Since Lee County already has a TDR program, the town could probably use it as a model to develop its own, she said.

Noble hinted that having a program, in the very near future, might be advantageous as the town "might" be getting an application to develop with a variance on the number of hotel rooms. He would not specify more about the pending application, since it has not been submitted. However, the Times Square Resort project, built by TPI Hospitality, would be seeking a variance from the town's Land Development Code that would allow the resort hotel to have 330 rooms. Noble said Tom Torgerson, the developer, could use a TDR program in this instance to get the extra density his plan required if it were applicable. However, the council was not interested in any density shifting on the island.

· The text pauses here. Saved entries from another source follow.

PR #1033, opened 2018-08-29
Move web3.utils to web3._utils

dylanjw:
### What was wrong?

`web3.utils` contains code for internal use, and that could be made more clear.

### How was it fixed?

`web3.utils` was moved to `web3._utils`

#### Cute Animal Picture

image


pipermerriam:
> Can AttributeDict be in different module then? Any project that uses python type hints will be hurt.

:+1: would you be up for opening a pull request which moves it to a new `web3.datastructures` module?

pipermerriam:
cc @carver regarding attrdict.  I see `eth-account` uses the `attrdict` library.  Should we converge usage to one or the other?  IIRC the `attrdict` library provided more functionality than we needed but there wasn't anything explicitely wrong with it.  I do see that we wrap it to make it immutable which is desirable.

carver:
> Can AttributeDict be in different module then? Any project that uses python type hints will be hurt.

Yeah, this sounds like a good reason to wait to move `utils` until v5. In case no one noticed, I really hate breaking downstream dependencies in a minor release... :D

carver:
>  I see eth-account uses the attrdict library. Should we converge usage to one or the other?

Yeah, I think a small wrapper around it could go in an eth-utils minor release :+1: and then both web3 and eth-account can use the same implementation.

pipermerriam:
Maybe we can reliably alias it?  I'd be fine special casing this move and adding a deprecation warning to the `web3.utils` module.

Exef:
@pipermerriam ok, I'll create PR with the data structures this weekend.

web3/utils/__init__.py
```diff
@@ -0,0 +1,28 @@
...
+    module_testing,
+    normalizers,
+    request,
+    rpc_abi,
+    six,
+    threads,
+    toolz,
+    transactions,
+    validation,
+)
```
dylanjw: @carver @pipermerriam Is this the right way to alias `utils` -> `_utils`?

carver: I don't have a strong opinion on it. Seems okay to me.

PR #1038, opened 2018-09-02
Move all used datastructures from utils module

Exef:
### What was wrong?

As discussed in #1033, `web3.utils.datastructures` are used to type checks and shouldn't be treated as internal.

### How was it fixed?

I moved the datastructures.py from internal utils module to the public one. I wonder if I should be contained in a separate module instead of the top one.

#### Cute Animal Picture

### DIFF
--- a/docs/examples.rst
+++ b/docs/examples.rst
@@ -343,7 +343,7 @@ Fetch various data about the current state of the ERC20 contract.
     >>> erc20.functions.decimals().call()
     0
     >>> erc20.functions.totalSupply().call()
-    2038
+    2039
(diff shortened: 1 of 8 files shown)


pipermerriam:
The failing test is actually due to us querying the live token contract for the Unicorn tokens.  Wondering if you can go and update that line to be 2039 for now until we come up with a better solution to still retain the example since I think it's a useful one, but to get things working for now.

pipermerriam:
I went ahead and did the update.  good to go when tests :heavy_check_mark:

Issue #1039, opened 2018-09-02
AttributeError when running contract method


amirbaer:
* Version: 4.6.0
* Python: 3.6
* OS: osx

### What was wrong?

Please include any of the following that are applicable:

* The code which produced the error
```
# a.py
from ethtoken.abi import EIP20_ABI

from web3 import Web3
from web3.auto import w3
from web3.middleware import geth_poa_middleware

NODE_HTTP_ADDRESS = "http://127.0.0.1:8545"
MTN_CONTRACT_ADDRESS = "0x6160c9d6943f7c1040bb6e247cb100c19566185d"

MTN1_PUB_KEY = "0xf9a5c72412c0200b0801f581c6008e852c963bfe"


w3 = Web3(Web3.HTTPProvider(NODE_HTTP_ADDRESS, request_kwargs={'timeout': 60}), middlewares=[geth_poa_middleware])
print("connected")

w3.eth.enable_unaudited_features()
mtn = w3.eth.contract(address=Web3.toChecksumAddress(MTN_CONTRACT_ADDRESS), abi=EIP20_ABI)
balance = int(mtn.functions.balanceOf(Web3.toChecksumAddress(MTN1_PUB_KEY)).call())
```

* The full output of the error
```
[amirbaer@beth] tmp > python3 a.py
connected
Traceback (most recent call last):
  File "a.py", line 20, in <module>
    balance = int(mtn.functions.balanceOf(Web3.toChecksumAddress(MTN1_PUB_KEY)).call())
  File "/usr/local/lib/python3.6/site-packages/web3/contract.py", line 1108, in call
    block_id = parse_block_identifier(self.web3, block_identifier)
  File "/usr/local/lib/python3.6/site-packages/web3/contract.py", line 1414, in parse_block_identifier
    last_block = web3.eth.getBlock('latest').number
AttributeError: 'dict' object has no attribute 'number'
```

* What type of node you were connecting to.
geth @ rinkeby

### How can it be fixed?

As far as I can tell, by simply replacing:
`web3.eth.getBlock('latest').number`
with:
`web3.eth.getBlock('latest')['number']`

carver:
@amirbaer I highly recommend you add the poa middleware as [described in the docs](https://web3py.readthedocs.io/en/stable/middleware.html#geth-style-proof-of-authority):

```py
# inject the poa compatibility middleware to the innermost layer
>>> w3.middleware_stack.inject(geth_poa_middleware, layer=0)
```

[...]

PR #1040, opened 2018-09-02
fixed faulty dict access syntax which causes an attribute error

amirbaer:
### What was wrong?

Related to Issue #1039 

### How was it fixed?

By fixing the syntax (as detailed in issue #1039).
I could not think of any other possible implications.

#### Cute Animal Picture

### DIFF
--- a/web3/contract.py
+++ b/web3/contract.py
@@ -1416,7 +1416,7 @@ def parse_block_identifier(web3, block_identifier):
     elif block_identifier in ['latest', 'earliest', 'pending']:
         return block_identifier
     elif isinstance(block_identifier, bytes) or is_hex_encoded_block_hash(block_identifier):
-        return web3.eth.getBlock(block_identifier).number
+        return web3.eth.getBlock(block_identifier)['number']
     else:
         raise BlockNumberOutofRange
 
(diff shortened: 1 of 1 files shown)


pipermerriam:
doctest failure is unrelated and was fixed in #1038

web3/contract.py
```diff
@@ -1416,7 +1416,7 @@ def parse_block_identifier(web3, block_identifier):
     elif block_identifier in ['latest', 'earliest', 'pending']:
         return block_identifier
     elif isinstance(block_identifier, bytes) or is_hex_encoded_block_hash(block_identifier):
-        return web3.eth.getBlock(block_identifier).number
```
pipermerriam: cc @dylanjw @carver @voith just in case you don't see this.  This is a good example of why we should be as diligent as possible to not assume the `AttributeDict` API is usable within our own web3 apis.  Forgive me for preaching to the choir if you're already aware.

carver: FWIW, replacing *all* the middlewares as the user did in #1039 is almost definitely not what they wanted to do. There will be a lot of things that work incorrectly, like: fields won't be converted to and from python native types. I'm not suggesting that we should *encourage* attribute syntax, but this is only one of many things that will work in unexpected ways if the user drops all the middleware.

PR #1041, opened 2018-09-03
Add 'xyz' and 'luxe' to reconised TLDs

Arachnid:
web3 presently assumes all ENS names end with '.eth'. We're about to launch two new TLDs, with many more to follow.

This patch adds support for the two new TLDs, but ideally web3 should be modified to not care what TLD you enter (or to 'guess' and add extensions if you don't provide them).

### DIFF
--- a/ens/constants.py
+++ b/ens/constants.py
@@ -9,6 +9,6 @@ EMPTY_ADDR_HEX = '0x' + '00' * 20
 
 MIN_ETH_LABEL_LENGTH = 7
 
-RECOGNIZED_TLDS = ['eth', 'reverse', 'test']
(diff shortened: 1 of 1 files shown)


carver:
Cool thanks.

> ideally web3 should be modified to not care what TLD you enter  (or to 'guess' and add extensions if you don't provide them).

Right, the user experience will get a little bit worse when we make the full switchover to be completely agnostic to TLDs, but it seems inevitable.

The downside is mostly that we can't give a different error message if the thing *looks* like a name that can't be resolved, or if it doesn't look at all like an ENS address. I won't be sad to lose the "TLD guessing".

---

I rebased and pushed to trigger a CI re-run against the latest fixes.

"I don't think we need any more density transfers on the island," Mayor Dennis Boback said.

Shamp said she wanted the town to investigate the possibility of entering into an inter-local agreement with the county to set up a receiving zone, so any TDR density could go somewhere off-island.

Lee County already has receiving zones set up to snap up TDR parcels: any areas designated intensive development, central urban or urban community in the Lee Plan can add "bonus" density through a TDR program.

Noble said he will work with the county to see if it would be interested in accepting TDR density from the town and get an inter-local put together. The town does not get a say in where the density is transferred to once the density is transferred out of town jurisdiction.

"That would be up to the county on where they're extinguished, consistent with their rules," he said.